─── SUPPLIED MATERIAL ───

PR #1610, opened 2020-01-22
Validate S3 URI's

sean-smith:

### DIFF
--- a/cli/pcluster/config/mappings.py
+++ b/cli/pcluster/config/mappings.py
@@ -383,7 +383,9 @@ FSX = {
             ("import_path", {
                 "validators": [s3_bucket_validator],
             }),
-            ("weekly_maintenance_start_time", {}),  # TODO add regex
+            ("weekly_maintenance_start_time", {
+                "allowed_values": r"NONE|^[1-7]:([01]\d|2[0-3]):?([0-5]\d)$",
+            }),
         ]
     )
 }
--- a/cli/pcluster/config/mappings.py
+++ b/cli/pcluster/config/mappings.py
@@ -58,6 +58,7 @@ from pcluster.config.validators import (
     intel_hpc_validator,
     kms_key_validator,
     raid_volume_iops_validator,
+    s3_bucket_validator,
     scheduler_validator,
     shared_dir_validator,
     url_validator,
@@ -376,8 +377,12 @@ FSX = {
                 "type": IntParam,
                 "validators": [fsx_imported_file_chunk_size_validator]
             }),
-            ("export_path", {}),  # TODO add regex
-            ("import_path", {}),  # TODO add regex
+            ("export_path", {
+                "validators": [s3_bucket_validator],
+            }),
+            ("import_path", {
+                "validators": [s3_bucket_validator],
+            }),
             ("weekly_maintenance_start_time", {}),  # TODO add regex
         ]
     )
@@ -538,10 +543,12 @@ CLUSTER = {
                 "validators": [ec2_iam_role_validator],  # TODO add regex
             }),
             ("s3_read_resource", {
-                "cfn_param_mapping": "S3ReadResource",  # TODO add validator
+                "cfn_param_mapping": "S3ReadResource",
+                "validators": [s3_bucket_validator],
             }),
             ("s3_read_write_resource", {
-                "cfn_param_mapping": "S3ReadWriteResource",  # TODO add validator
+                "cfn_param_mapping": "S3ReadWriteResource",
+                "validators": [s3_bucket_validator],
             }),
             (
                 "disable_hyperthreading",
--- a/cli/pcluster/config/validators.py
+++ b/cli/pcluster/config/validators.py
@@ -581,7 +581,7 @@ def s3_bucket_validator(param_key, param_value, pcluster_config):
             bucket = param_value.split("/")[2]
             boto3.client("s3").head_bucket(Bucket=bucket)
         except ClientError:
-            errors.append("The S3 bucket '{0}' does not exist or you do not have access to it.".format(param_value))
+            warnings.append("The S3 bucket '{0}' does not exist or you do not have access to it.".format(param_value))
     else:
         errors.append(
             "The value '{0}' used for the parameter '{1}' is not a valid S3 URI.".format(param_value, param_key)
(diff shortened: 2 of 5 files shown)


cli/tests/pcluster/config/test_validators.py
```diff
@@ -319,6 +319,66 @@ def test_url_validator(mocker, boto3_stubber):
...
+                    "export_path": "s3://test/test1/test2",
+                },
+            },
+            3,
+            {"Bucket": "test"},
+            "The value 'http://test/test.json' used for the parameter 'import_path' is not a valid S3 URI.",
+        ),
+    ],
+)
+def test_s3_validator(mocker, boto3_stubber, config, num_calls, bucket, expected_message):
```
enrico-usai: test_s3_url_validator ?

cli/tests/pcluster/config/test_validators.py
```diff
@@ -516,25 +576,48 @@ def test_kms_key_validator(mocker, boto3_stubber):
...
+            "AcceptRanges": "bytes",
+            "ContentType": "text/html",
+            "LastModified": "Thu, 16 Apr 2015 18:19:14 GMT",
+            "ContentLength": 77,
+            "VersionId": "null",
+            "ETag": '"30a6ec7e1a9ad79c203d05a589c8b400"',
+            "Metadata": {},
+        }
+    }
+    mocked_requests = [MockedBoto3Request(method="head_bucket", response=head_bucket_response, expected_params=bucket)]
```
enrico-usai: We can create an utility method to mock s3_head_bucket call and use it everywhere. The method can have the bucket name as parameter and return the mocked_requests to use in the boto3_stubber

cli/pcluster/config/validators.py
```diff
@@ -572,6 +572,24 @@ def url_validator(param_key, param_value, pcluster_config):
...
+def s3_bucket_validator(param_key, param_value, pcluster_config):
+    errors = []
+    warnings = []
+
+    if urlparse(param_value).scheme == "s3":
+        try:
+            bucket = param_value.split("/")[2]
+            boto3.client("s3").head_bucket(Bucket=bucket)
+        except ClientError:
+            errors.append("The S3 bucket '{0}' does not exist or you do not have access to it.".format(param_value))
```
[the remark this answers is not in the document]
sean-smith: good point

cli/pcluster/config/mappings.py
```diff
@@ -58,6 +58,7 @@
     intel_hpc_validator,
     kms_key_validator,
     raid_volume_iops_validator,
+    s3_bucket_validator,
```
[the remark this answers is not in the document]
sean-smith: it actually does a `head_bucket` so doesn't care about the path

cli/tests/pcluster/config/test_validators.py
sean-smith: good idea

cli/pcluster/config/mappings.py
```diff
@@ -376,9 +377,15 @@
...
-            ("import_path", {}),  # TODO add regex
-            ("weekly_maintenance_start_time", {}),  # TODO add regex
+            ("export_path", {
+                "validators": [s3_bucket_validator],
+            }),
+            ("import_path", {
+                "validators": [s3_bucket_validator],
+            }),
+            ("weekly_maintenance_start_time", {
+                "allowed_values": r"^[1-7]:([01]\d|2[0-3]):?([0-5]\d)$",
```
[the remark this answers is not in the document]
sean-smith: done!

cli/tests/pcluster/config/test_validators.py
sean-smith: done

cli/pcluster/config/validators.py
```diff
@@ -572,6 +572,24 @@ def url_validator(param_key, param_value, pcluster_config):
...
+def s3_bucket_validator(param_key, param_value, pcluster_config):
+    errors = []
+    warnings = []
+
+    if urlparse(param_value).scheme == "s3":
+        try:
+            bucket = param_value.split("/")[2]
+            boto3.client("s3").head_bucket(Bucket=bucket)
+        except ClientError:
+            warnings.append("The S3 bucket '{0}' does not exist or you do not have access to it.".format(param_value))
```
enrico-usai: What about adding a message like: _"Please be sure the cluster nodes have access to it."_?

sean-smith:
@enrico-usai See https://github.com/aws/aws-parallelcluster/pull/1613

cli/pcluster/config/mappings.py
```diff
@@ -538,10 +545,12 @@
                 "validators": [ec2_iam_role_validator],  # TODO add regex
             }),
             ("s3_read_resource", {
-                "cfn_param_mapping": "S3ReadResource",  # TODO add validator
+                "cfn_param_mapping": "S3ReadResource",
+                "validators": [s3_bucket_validator],
```
demartinofra: s3_read_resource and s3_read_write_resource are arns pointing to a bucket or bucket objects and cannot be validated by s3_bucket_validator

cli/pcluster/config/validators.py
```diff
@@ -572,6 +572,24 @@ def url_validator(param_key, param_value, pcluster_config):
...
 
 
+def s3_bucket_validator(param_key, param_value, pcluster_config):
+    errors = []
+    warnings = []
+
+    if urlparse(param_value).scheme == "s3":
+        try:
+            bucket = param_value.split("/")[2]
+            boto3.client("s3").head_bucket(Bucket=bucket)
```
demartinofra: this validation does not guarantee that the nodes of the cluster have access to the bucket (because the user policy is different that the role assumed by cluster nodes) and also enforces the user that creates the cluster to have head_bucket access to the s3 bucket itself.

cli/pcluster/config/validators.py
demartinofra: It might be also useful at this point to add an assertion in the integration tests that verifies that no warnings are returned from the pcluster create command. This could be embedded in the ClustersFactory for now so that it gets applied to all tests, then we can add a flag to disable it in case some of the tests require a warning to be displayed.

enrico-usai: Fixed by https://github.com/aws/aws-parallelcluster/pull/1613

cli/pcluster/config/mappings.py
enrico-usai: Good catch!

PR #1615, opened 2020-01-25
S3 Bucket Validator fixes

sean-smith:
* Removes the bucket validator from `s3_read_resource` and `s3_read_write_resource`
* Adds a check in the integration tests to fail if WARNINGS are created during cluster create

### DIFF
--- a/tests/integration-tests/clusters_factory.py
+++ b/tests/integration-tests/clusters_factory.py
@@ -162,6 +162,10 @@ class ClustersFactory:
             error = "Cluster creation failed for {0} with output: {1}".format(name, result.stdout)
             logging.error(error)
             raise Exception(error)
+        elif "WARNING" in result.stdout:
+            error = "Cluster creation for {0} generated a warning: {1}".format(name, result.stdout)
+            logging.error(error)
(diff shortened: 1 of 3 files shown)


tests/integration-tests/clusters_factory.py
```diff
@@ -162,6 +162,10 @@ def create_cluster(self, cluster):
             error = "Cluster creation failed for {0} with output: {1}".format(name, result.stdout)
             logging.error(error)
             raise Exception(error)
+        elif "WARNING" in result.stdout:
+            error = "Cluster creation generated a warning: {1}".format(name, result.stdout)
```
enrico-usai: in the format you only have the {1} but you're passing two variables

sean-smith: fixed

enrico-usai: I'd add the name of the cluster like in the error case.
`"Cluster creation for {0} generated a warning: {1}".format(name, result.stdout)`

sean-smith: done

PR #1619, opened 2020-01-27
Add symlink to alinux batch resources for alinux2

tilne:
The plan is to support using batch with alinux2. Use a symlink to the
alinux batch docker resources directory.


tilne:
> LGTM. What about copying the artefacts to alinux2 and symlinking the other way around? Just cause the current Dockerfile is actually using alinux2

Makes sense. I'll do that now.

───

Your task is to copy each line of the material that contains the word "used".

             "The value '{0}' used for the parameter '{1}' is not a valid S3 URI.".format(param_value, param_key)
+            "The value 'http://test/test.json' used for the parameter 'import_path' is not a valid S3 URI.",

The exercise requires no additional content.